# Land's Inn Outing March 29th



## Shoeman (Aug 26, 2000)

Talked to Chris (Chef) and this weekend is available.

We will be joined by the Sweet Adelines.
Some of you may remember them by their "golden voices". Chris mentioned 40 of them.  

Anyone planning on attending this event, please post in this thread and give us an idea how many rooms will be required.

Land's Inn
Ludington. Corner of SB US 31 and US 10

For some of the new members, the Land's Inn proximity to the PM, BM, the White and rivermouths/beaches, make it ideal for many fishing styles

Costs: $35 for regular rooms and $45 for livewells
There is a full service bar and restaurant on the premises

We will post detailed directions and the phone number for reservations at a later date.


----------



## quest32a (Sep 25, 2001)

already have it off work, put me down for one room. w/o livewell for friday and saturday night. 
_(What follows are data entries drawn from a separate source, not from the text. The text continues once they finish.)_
PR #1032, opened 2023-05-22
FATES LUH2 data curation tool

glemieux:
### Description:
This pull request adds the initial version of the fates luh2 data curation pipeline.  The tool consists of four parts: 1) a module, luh2mod.py, that condenses a majority of the luh2 updates into a set of functions, 2) a python script, luh2.py, that calls the module functions and takes a set of command line arguments, 3) a bash script, luh2.sh, that sets up the expected arguments and calls the python script and 4) a conda environment `yml` file to provide the user with the necessary dependencies to run the tool.

This partially addresses https://github.com/NGEET/fates/issues/450.  The script was heavily adapted from work done by @ckoven.

Raw LUH2 data from https://luh.umd.edu/ is available on cheyenne in the input data directory under `/lnd/clm2/rawdata/LUH2`.

### Collaborators:
@ckoven @adrifoster 

### Expectation of Answer Changes:
No changes as this only impacts tooling

### Checklist:

- [x] My change requires a change to the documentation.
- [ ] I have updated the in-code documentation .AND. (the [technical note](https://github.com/NGEET/fates-docs) .OR. the wiki) accordingly.
- [x] I have read the [**CONTRIBUTING**](https://github.com/NGEET/fates/blob/master/CONTRIBUTING.md) document.
- [ ] FATES PASS/FAIL regression tests were run
- [ ] If answers were expected to change, evaluation was performed and provided

### Test Results:
Testing not necessary

CTSM (or) E3SM (specify which) test hash-tag:

CTSM (or) E3SM (specify which) baseline hash-tag:

FATES baseline hash-tag:

Test Output:

Issue #964, opened 2022-12-20
Should we add history variable dimensions for land-use-category and land-use-category x pft?


ckoven:
We currently have a few history variables that are specific to secondary forest, such as these:
https://github.com/NGEET/fates/blob/main/main/FatesHistoryInterfaceMod.F90#L5318-L5351

The new PR https://github.com/NGEET/fates/pull/888 adds considerably to that list of variables that apply to secondary lands only, see the new ones here:
https://github.com/NGEET/fates/pull/888/files#diff-03feca0f1df8d3791c0d8f7b6055a0368d5241716d19d6a97c3d227fd6c5ad23R4926-R6904

This seems like something that may start to become a bit unmanageable as we add new land use types in FATES.  So I wanted to suggest that we add a new history variable dimension for these land use categories, which we can then index as 1 = primary lands, 2 = secondary, etc.  That way we can consolidate some of these variables into that dimension and simplify things.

ill probably be able to make it the weekend of the 5th also, but don't know for sure on that one yet


----------



## Steve (Jan 15, 2000)

Oh man! I thought it was their last "concert" the last time we were up there.


----------



## chromium (Oct 10, 2001)

One room, no live well.


----------



## broncbuster2 (Apr 15, 2000)

I'm in with 2 friends possible, and i guess i cant leave Quix home..........OR can I?


----------



## quix20 (Jan 14, 2001)

hey, remember who has your steelie spawn and who supplies you flies there!!!!
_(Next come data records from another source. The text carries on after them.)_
PR #1043, opened 2023-06-21
fix typo in tools/FatesPFTIndexSwapper.py

ckoven:
Tiny bugfix to correct a typo in tools/FatesPFTIndexSwapper.py that is preventing an interpretable error message to be written.

Right now if you call `FatesPFTIndexSwapper.py` without the argument `pft-indices`, instead of giving an error message saying that that argument needs to be set, it crashes with an error message that says that variable `donor_pft_indices_str` is not set. This change fixes that, so it should give a clearer / more actionable error message.

### Description:
fix one typo in the line that puts in an initial value into a variable

### Collaborators:
Mingjie Shi discovered this issue.

None

### Checklist:

### Test Results:
Not tested, but only affects python tool, which isn't part of test suite.

### DIFF
--- a/tools/FatesPFTIndexSwapper.py
+++ b/tools/FatesPFTIndexSwapper.py
@@ -85,7 +85,7 @@ def interp_args(argv):
     input_fname = "none"
     output_fname = "none"
     donor_pft_indices = -9
-    donot_pft_indices_str = ''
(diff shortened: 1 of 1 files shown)


rgknox (approved):

glemieux:
Tested the fix and this works as expected.

PR #1072, opened 2023-08-26
Fix error with large size initialisation in nocomp mode

### LINKED ISSUE #1071: nocomp large tree initialisation failing
I was looking at this again ahead of updating the docs (https://github.com/NGEET/fates-docs/issues/47) and a short test failed to run with the error: 

demotion did not trim area within tolerance                                                                                           
 arealayer:   505.48050811974696                                                                                                        
 patch%area:   482.72740789018195                                                                                                       
 ilayer:            1                                                                                                                   
 bias:   22.753100229565007                                                                                                             
 rel bias:   4.5012814270921124E-002                                                                                                    
 demote_area:   22.753100229565007                                                                                                      
 spread:    5.0000000000000003E-002                                                                                                     
 ENDRUN:ERROR in /global/u2/j/jneedham/E3SM_latest/E3SM/components/elm/src/external_models/fates/biogeochem/EDCanopyStructureMod.F90 at\
 line 783 

The problem was that crown area is calculated with site spread set to init_spread_inventory (0) giving a total canopy layer that exactly matches the patch area. But then in canopy_spread site spread is increased - I think from bare ground patches. In the following call to canopy_structure the canopy area is greater than patch area because of the larger site spread. DemoteFromLayers should sort it out - but it was failing because cohort height wasn’t set. I’ve added a call to h_allom and also ensured that site spread is set to 0 if any of the pfts have a large size initialisation. There is the possibility that some pfts are being initialised by density and others by dbh, in which case site spread will be incorrect for some of them - sort of related to discussion: https://github.com/NGEET/fates/discussions/990.

JessicaNeedham:
Fixes #1071. Initialisation by dbh was failing in no comp mode because height was not being  initialised. This PR adds a call to h_allom so that trees can be demoted in canopy_structure if site spread has been updated in the first time step. 

nocomop initialisation by dbh should now run, rather than result in an error. 

### Checklist:

### Test Results:

FATES baseline hash-tag:

Test Output:

Compiles and runs on Perlmutter with https://github.com/glemieux/E3SM/tree/lnd/fates-refactor E3SM branch and latest FATES commit.

### DIFF
--- a/main/EDInitMod.F90
+++ b/main/EDInitMod.F90
@@ -61,6 +61,7 @@ module EDInitMod
   use FatesInterfaceTypesMod         , only : nlevage
 
   use FatesAllometryMod         , only : h2d_allom
+  use FatesAllometryMod         , only : h_allom
   use FatesAllometryMod         , only : bagw_allom
   use FatesAllometryMod         , only : bbgw_allom
   use FatesAllometryMod         , only : bleaf
@@ -851,6 +852,14 @@ contains
       patch_in%tallest  => null()
       patch_in%shortest => null()
 
+      ! if any pfts are starting with large  size  then the whole  site needs a spread of 0
+      do pft = 1, numpft
+         if (EDPftvarcon_inst%initd(pft) < 0.0_r8) then   
+            site_in%spread = init_spread_inventory
+         end if
+      end do
+
+      
       ! Manage interactions of fixed biogeog (site level filter) and nocomp (patch level filter)
       ! Need to cover all potential biogeog x nocomp combinations
       ! 1. biogeog = false. nocomp = false: all PFTs on (DEFAULT)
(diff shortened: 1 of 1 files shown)


rgknox (approved):
Looks good, makes sense.

Stretch goal: In the call to create_cohort, we've already updated that named argument to convey a zero aged cohort.  How about that integer value of 1 that we pass. I think it is canopy layer. Perhaps we should use a named constant there too.  Actually, I'm surprised we pass anything in, we shouldn't be defining the layer upon create cohort, that is an emergent phenomonena. It almost seems better to pass nothing and set it to uninitialized.  I'll make an issue instead.

rgknox:
Here is the new issue: https://github.com/NGEET/fates/issues/1082
So my suggestion of changing canopy layer to the create_patch call is out of scope and I see nothing else to do on this PR.

rgknox:
running tests:  /glade/scratch/rgknox/tests_0928-180603ch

i am not sure if i can go to both or not, but one is definately a for sure. probably this weekend for sure. i need to get the ball in chain to agree with the other one


----------



## Spoon3234 (Jun 26, 2002)

I am interested in coming to fish the area at the same time as the outings, but I don't think I would be able to stay overnight. I was wondering if I could stop in to meet some members and then possibly fishing for the day with someone who would be wading?


----------



## riverboy (Mar 20, 2002)

1 room / no live well


----------



## Steve (Jan 15, 2000)

I'm definitely out on this one.


----------



## flyrod4steelhead (Mar 14, 2002)

1 room 
No livewell


----------



## gunrod (Jan 16, 2001)

Spoon, you are definitely welcome to join in. There will be waders and boaters there. Just put the extra money for a room in your pocket for the after party. There have been those who planned on not staying but decided it might be best after all. 
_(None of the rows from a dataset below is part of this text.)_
Issue #1062, opened 2023-08-15
Clean up inventory initialization files


adrifoster:
Right now the inventory initialization files have a lot of columns that are not used by FATES. This (anecdotally) results in some confusion for new users trying to make init files.

I understand the files are the way they are now so that we can maintain compatibility with ED init files. However, I propose that we clean up the files and make them easier to use, and then we can just write a python tool that will convert an ED init file into a FATES init file so that we can maintain this compatibility. We won't really be able to go from a FATES file to an ED file since the ED file needs more information, but I think this is okay.

glemieux:
Closing per #1104

PR #1104, opened 2023-10-19
Clean inventory initialization files

JessicaNeedham:
This PR address issue #1062  and removes unnecessary columns from the inventory initialisation files. As  discussed in #1062 these extra columns are confusing to new users. As part of work on the NGEET FATES tutorial I want to simplify running with inventory data. 

Specifically, I removed water, fsc (fast soil carbon), stsc  (structural soil carbon), stsl (structural soil lignin), ssc (slow soil carbon), psc (passive soil carbon), msn (mineralized soil nitrogen), and fsn (fast soil nitrogen) from the patch file. From the cohort file I removed avgRG (average radial growth), balive (live biomass per individual of the cohort), bdead (the dead biomass per indiv of the cohort), cohort (unused string) and height. 

I was a bit unsure of height -  the code currently doesn’t use it and instead calculates height from DBH. It would be possible to update it to handle a case where the file only had height, and use the height to calculate DBH. But I’m not sure how many sites would have only height - maybe remote sensing data? I’ve removed it for now but could add it back in if people think it might be useful. 

As suggested by @adrifoster  I made a python script that takes an ED file (pss or css) and creates a new file in the new FATES format. The new file will have _fates appended to the file name.

### Collaborators:
@adrifoster identified the issue and suggested a path forward. Discussed with @glemieux. 

This should be bfb in runs with inventory initialisation both on and off as the only information removed from the inventory files was not being used anyway. 

### Checklist

*Contributor*
- [X] The in-code documentation has been updated with descriptive comments

*Integrator*

### Documentation

- [Technical Note](https://github.com/NGEET/fates-docs) update:  no updates needed
- [User's Guide](https://github.com/NGEET/fates-users-guide) update:   https://github.com/NGEET/fates-users-guide/pull/48

### Test Results:

Test suite  not run but  code compiles and runs with inventory init on Perlmutter. 

*CTSM (or) E3SM (specify which) test hash-tag:* b8be65d

*FATES baseline hash-tag:* a3048a6

*Test Output:*

### DIFF
--- a/main/FatesInventoryInitMod.F90
+++ b/main/FatesInventoryInitMod.F90
@@ -168,10 +168,12 @@ contains
       character(len=patchname_strlen), allocatable :: patch_name_vec(:)    ! vector of patch ID strings
       real(r8)                                     :: basal_area_postf     ! basal area before fusion (m2/ha)
       real(r8)                                     :: basal_area_pref      ! basal area after fusion (m2/ha)
-      real(r8)                                     :: min_patch_age
-      real(r8)                                     :: max_patch_age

I'm coming with the family (wife has allowed Jessy to come but no fishing) but don't know the days or how the room assignments are working out yet. I'll know in a day or two.


----------



## deerhunter08 (Nov 19, 2002)

put me in a room with quest32a well share. count us in. well be there.


----------



## rookie1 (Dec 7, 2001)

I'm in for 1 room with no live well.


----------



## gunrod (Jan 16, 2001)

I just received an e-mail from CO Steve Converse. Here is the info on the upcoming Big Manistee River Watch Program. 



quote:
--------------------------------------------------------------------------------
We are looking at the weekends of March 29 & 30 and April 5 &6. As always we are open for comments on ways that we can improve or change the program. Like last fall fishing while working will be allowed. Also if there are any new people interested in the River Watch Program we will be providing a training session in the mornings of the River Watch.
--------------------------------------------------------------------------------



Keep this in mind for this spring. If you guys plan to fish in the Tippy to Sawdust area, please consider joining...we need all of the people that we can get.


----------



## mwtroll (Jan 15, 2002)

IM THERE COUNT ME IN


----------



## Shoeman (Aug 26, 2000)

Look Out!!!!!  

Calf Man has entered the set....


----------



## flyrod4steelhead (Mar 14, 2002)

Can we call them and reserve our room's right now? And if so what is there number? I'm a little anxious for this spring. 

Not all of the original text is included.